* _ABOUT THIS EXERCISE_:
Every line containing "include" should be identified and copied from the data below.

* _INFORMATION GIVEN_:
-- Opening Marker --

PR #378, opened 2020-02-19
Attempting to fix eigen build on windows.

akenmorris:
We're having a problem that the eigen build is wrong for windows:

2020-02-19T18:58:26.9726289Z -- Configuring done
2020-02-19T18:58:31.6609916Z -- Generating done
2020-02-19T18:58:31.7035254Z -- Build files have been written to: D:/a/bdeps/eigen/build
2020-02-19T18:58:31.9449568Z mingw32-make: *** No rule to make target 'install'.  Stop.

However, for some reason this isn't aborting the github action and furthermore, the compile of shapeworks actually works.  But it does not cache correctly, so subsequent builds using the cache will fail.

### DIFF
--- a/CMakeLists.txt
+++ b/CMakeLists.txt
@@ -44,7 +44,6 @@ if (BUILD_TESTS)
   endif()
 endif(BUILD_TESTS)
 
-
 project(ShapeWorks)
 
 # use ccache if available
--- a/superbuild.sh
+++ b/superbuild.sh
@@ -209,8 +209,14 @@ build_eigen()
   if [[ $BUILD_CLEAN = 1 ]]; then rm -rf build; fi
   mkdir -p build && cd build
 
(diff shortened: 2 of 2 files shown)


medakk:
Re-running Linux, it failed on Install qt:

```
E: Failed to fetch https://packages.microsoft.com/ubuntu/16.04/prod/dists/xenial/main/binary-amd64/Packages  Writing more data than expected (670139 > 669553)
E: Some index files failed to download. They have been ignored, or old ones used instead.
##[error]The process 'sudo' failed with exit code 100
```

akenmorris:
Sometimes the Qt download fails. I usually just re-run.  It looks like it’s still going though.

akenmorris:
Oh, I also accidentally cancelled a Linux build and the restarted it.

PR #388, opened 2020-02-24
Fix conda_installs.sh for zsh (default on Mac Catalina)

akenmorris:
Fix conditionals for zsh.  Still works with bash.


cchriste:
I know I’m late to review, but these changes look fine, and they work on
both bash and zsh.

PR #1038, opened 2021-03-15
Door infiltration calculations

lymereJ:
The proposed changes add methods to handle door infiltration separately from other building infiltration sources. Doing so allow the calculation to be done explicitly in the code as opposed to values in the data JSON files. Requirements for 90.1-2016/9 are also captured. Additional information regarding the 90.1-2016/9 implementation are provided in Section B1.1.3 in the [Energy Savings Analysis: ANSI/ASHRAE/IES Standard 90.1-2016 report](https://www.energycodes.gov/energy-savings-analysis-ansiashraeies-standard-901-2016).


lib/openstudio-standards/prototypes/common/objects/Prototype.Model.rb
```diff
@@ -2159,4 +2158,95 @@ def apply_economizers(climate_zone, model)
...
+  def model_door_infil_flow_rate_open_cfm_ft2(climate_zone)
+    return 9.7875
+  end
+
+  # Add door infiltration
+  #
+  # @param [OpenStudio:Model::Model] OpenStudio model object
+  # @climate_zone [String] Climate zone
+  # @return [Boolean] Returns true if successful, false otherwise or not applicable
+  def model_add_door_infiltration(model, climate_zone)
```
lymereJ, line 2208: There already exist a `add_door_infiltration` method. The main difference is that the one proposed here aims to handle the infiltration calculations for all prototypes. The current one is different for each prototype and uses hard coded values. While this one is targeting 90.1-2016/9 requirements specifically, it could be used in place the the older one, which could then in turn be depreciated.

lymereJ: This triggered the regression test to fail. I don't think we need to update the test results since we know exactly what the discrepancy is.

mdahlhausen (changes requested):
We need to resolve the issue that flow rates standards are set at 75Pa, while openstudio wants the value to be at natural pressure. Merging as is will mean vastly overestimating infiltration.

lymereJ:
> We need to resolve the issue that flow rates standards are set at 75Pa, while openstudio wants the value to be at natural pressure. Merging as is will mean vastly overestimating infiltration.

Ok, I'll uncomment line 2235 in `Prototype.Model.rb`.

mdahlhausen (approved):

PR #1043, opened 2021-03-17
Lighting shutoff

leijerry888:
Add scheduled nighttime light shutoff for prototypes without continuous operations (all prototypes except for apartments, hotels and hospital/outpatient). A set of business hour schedules are developed based on occupancy schedules in use and are updated in both json files and the Google spreadsheet. Additional information regarding the 90.1-2016/9 implementation is provided in Section B1.3.1 in the [Energy Savings Analysis: ANSI/ASHRAE/IES Standard 90.1-2016 report](https://www.energycodes.gov/sites/default/files/documents/02222018_Standard_90.1-2016_Determination_TSD.pdf).


mdahlhausen (commented):
Can you clarify why EMS controls are necessary to implement this change?  And why adding a separate business schedule is necessary?

leijerry888:
> Can you clarify why EMS controls are necessary to implement this change? And why adding a separate business schedule is necessary?

The intention is to have a building-level lighting threshold of 0.02 W/sf during non-business hours. EMS is used to modify lighting power to achieve this intention. Modifying lighting schedules will be difficult with multiple zones sharing the same lighting schedule but having different lpds.
 
The lighting shutoff is based on schedule, according to 90.1 2016 9.4.1.1(i). With this, and the intention of creating building level lights off, having a set of binary valued building level business schedules instead of using zone level occ / lighting schedule is cleaner and we are also thinking of using the business schedules in the future for the implementation of other features.

Details of the modeling strategy is at B.1.3.1 Addendum ah: Egress Lighting Control of [Energy Savings Analysis: ANSI/ASHRAE/IES Standard 90.1-2016 report](https://www.energycodes.gov/sites/default/files/documents/02222018_Standard_90.1-2016_Determination_TSD.pdf), although the OSSTD implementation is somewhat different from what we have done earlier in PNNL prototypes, it is the preferred way of implementing this addendum at this moment.

lymereJ (approved):

mdahlhausen (approved):

PR #1073, opened 2021-04-07
update model_setup_parametric_schedules with new argument

DavidGoldwasser:
expose hoo_var_method that has always been in gather_inputs_parametric_schedule. This setup to default with hours whitch matches current behaior. I plan to use fractional until logic for hours is more robust to avoid out of oder rules.


DavidGoldwasser:
I plan to use the newly exposed argument here for measure that shifts hours of operations by first making parametric schedules form user model. Using fractional instead of hours should be more stable than hours.
https://github.com/NREL/openstudio-calibration-gem/blob/adjust-hours-of-operation/lib/measures/shift_hours_of_operation/measure.rb#L420

mdahlhausen (approved):

mdahlhausen:
@DavidGoldwasser we can include it in this release

PR #1077, opened 2021-04-15
add 90.1 2016 and 2019 data to comstock

mdahlhausen:
changes also include a new space lighting control sheet which includes lighting control details that are added as fields to all standard years


asparke2 (changes requested):
@mdahlhausen we need to repeat the changes that were made (to lighting and plug load schedules mainly, I think) for ComStock.  @amylebar and @JanghyunJK do all the lighting and plug load schedules you modified have "EndUseData" at the end of them?

amylebar:
@asparke2 Yes, all of the schedules we modified should have "EndUseData" at the end.  @mdahlhausen messaged Janghyun, Chris and I about making sure our edits from the end use data work are reflected in the 2016 and 2019 standards versions.  We will get it taken care of.

asparke2 (approved):

PR #1087, opened 2021-05-03
Revise fan power calculation

lymereJ:
Revise fan power calculation to be based on the system retrieved from additional properties, add fan power calculation for non mechanically cooled systems.


lib/openstudio-standards/standards/ashrae_90_1_prm/ashrae_90_1_prm.AirLoopHVAC.rb
```diff
@@ -5,9 +5,135 @@ class ASHRAE901PRM < Standard
...
+  def air_loop_hvac_allowable_system_brake_horsepower(air_loop_hvac)
+    # Get design supply air flow rate (whether autosized or hard-sized)
+    dsn_air_flow_m3_per_s = 0
+    dsn_air_flow_cfm = 0
+    if air_loop_hvac.autosizedDesignSupplyAirFlowRate.is_initialized
+      dsn_air_flow_m3_per_s = air_loop_hvac.autosizedDesignSupplyAirFlowRate.get
+      dsn_air_flow_cfm = OpenStudio.convert(dsn_air_flow_m3_per_s, 'm^3/s', 'cfm').get
+      OpenStudio.logFree(OpenStudio::Debug, 'openstudio.ashrae_90_1_prm.AirLoopHVAC', "* #{dsn_air_flow_cfm.round} cfm = Autosized Design Supply Air Flow Rate.")
+    else
+      puts air_loop_hvac.is_initialized
```
dmaddoxwhite, line 108: Why is this "puts" statement here?

lib/openstudio-standards/standards/ashrae_90_1_prm/ashrae_90_1_prm.ZoneHVACComponent.rb
```diff
@@ -0,0 +1,106 @@
...
+    end
+    max_air_flow_rate_cfm = OpenStudio.convert(max_air_flow_rate, 'm^3/s', 'ft^3/min').get
+
+    # Set the impeller efficiency
+    fan_change_impeller_efficiency(fan, fan_baseline_impeller_efficiency(fan))
+
+    # Set the motor efficiency, preserving the impeller efficency.
+    # For zone HVAC fans, a bhp lookup of 0.5bhp is always used because
+    # they are assumed to represent a series of small fans in reality.
+    fan_apply_standard_minimum_motor_efficiency(fan, fan_brake_horsepower(fan))
```
dmaddoxwhite, line 90: It looks like fan_brake_horsepower() calls fan_fanpower(), which depends on fan.pressureRise. Since final pressureRise has not yet been set, has it been initialized to a reasonable value at this point?

dmaddoxwhite (approved):
Looks good! I left a couple of questions.

lib/openstudio-standards/standards/ashrae_90_1_prm/ashrae_90_1_prm.AirLoopHVAC.rb
lymereJ: Good catch, not sure what it's doing there. Probably a left over from testing I was doing before having access to Ruby debugger. I removed it in the last commit.

lib/openstudio-standards/standards/ashrae_90_1_prm/ashrae_90_1_prm.ZoneHVACComponent.rb
lymereJ: It uses the pressure rise from the `ashrae_90_1_prm.fans.json` file.

lymereJ:
@dmaddoxwhite - I wonder if [this method](https://github.com/NREL/openstudio-standards/blob/99cf713750661fe7d2082739f251269c2dfd9140/lib/openstudio-standards/standards/Standards.Fan.rb#L219L276) actually doesn't captures what's required by Section G.3.1.2.9. The section requires that the motor efficiency be the efficiency from Table G3.9.1 for the next motor size greater than the bhp. Here's an example that I came across: if `motor_hp` is 3.5 hp [this line](https://github.com/NREL/openstudio-standards/blob/99cf713750661fe7d2082739f251269c2dfd9140/lib/openstudio-standards/standards/Standards.Fan.rb#L252) would return `5` because it would fall in [this category](https://github.com/NREL/openstudio-standards/blob/AppendixG_Dev/lib/openstudio-standards/standards/ashrae_90_1_prm/ashrae_90_1_prm_2019/data/ashrae_90_1_prm_2019.motors.json#L44-L51) because its `maximum_capacity` is `4.999`. Then, [this line](https://github.com/NREL/openstudio-standards/blob/99cf713750661fe7d2082739f251269c2dfd9140/lib/openstudio-standards/standards/Standards.Fan.rb#L267) adds `0.01` to the nominal hp putting it in the next category when looking the efficiency value, which now returns the efficiency from [this category](https://github.com/NREL/openstudio-standards/blob/AppendixG_Dev/lib/openstudio-standards/standards/ashrae_90_1_prm/ashrae_90_1_prm_2019/data/ashrae_90_1_prm_2019.motors.json#L54-L61). In short the method seems to be retrieving the efficiency of the next two motor sizes greater than the bhp.

I wonder if [this line](https://github.com/NREL/openstudio-standards/blob/99cf713750661fe7d2082739f251269c2dfd9140/lib/openstudio-standards/standards/Standards.Fan.rb#L252) shouldn't actually be `nominal_hp = motor_bhp.to_f.round(1)` or if it actually even needs to be there. Making that change would probably impact the prototypes and the implementation of the PRM for the older versions of 90.1.

What do you think?

dmaddoxwhite:
@lymereJ - I think you are right to modify the line.  Would it make sense to remove [this line](https://github.com/NREL/openstudio-standards/blob/99cf713750661fe7d2082739f251269c2dfd9140/lib/openstudio-standards/standards/Standards.Fan.rb#L267), which adds the 0.01 to nominal_hp? The model_find_object function is already doing some adjustements for when the actual value is near the boundary of the min/max of the data set.
In model_find_objects, first [here](https://github.com/NREL/openstudio-standards/blob/99cf713750661fe7d2082739f251269c2dfd9140/lib/openstudio-standards/standards/Standards.Model.rb#L1655) and again [here](https://github.com/NREL/openstudio-standards/blob/99cf713750661fe7d2082739f251269c2dfd9140/lib/openstudio-standards/standards/Standards.Model.rb#L1662).  In fact, I think the above corrections create a problem for a case where the boundary is not an integer. For example, if the target is 1.51, it rounds to 2.0, and the adjustment turns that into 2.02, which selects from the 2.0 to 2.999 range, which becomes 3.0 nominal capacity. Maybe the rounding needs to happen to the nearest tenth instead of to a whole number.

lymereJ:
@dmaddoxwhite - I agree, I made some modifications along those lines. Now, if the target is 1.51, the code will select from the 1.5 to 1.999 and return 2 as the nominal hp (i.e. the next size up). Please, let me know what you think.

-- Closing Marker --

* _TASK RESULT_:
@DavidGoldwasser we can include it in this release
changes also include a new space lighting control sheet which includes lighting control details that are added as fields to all standard years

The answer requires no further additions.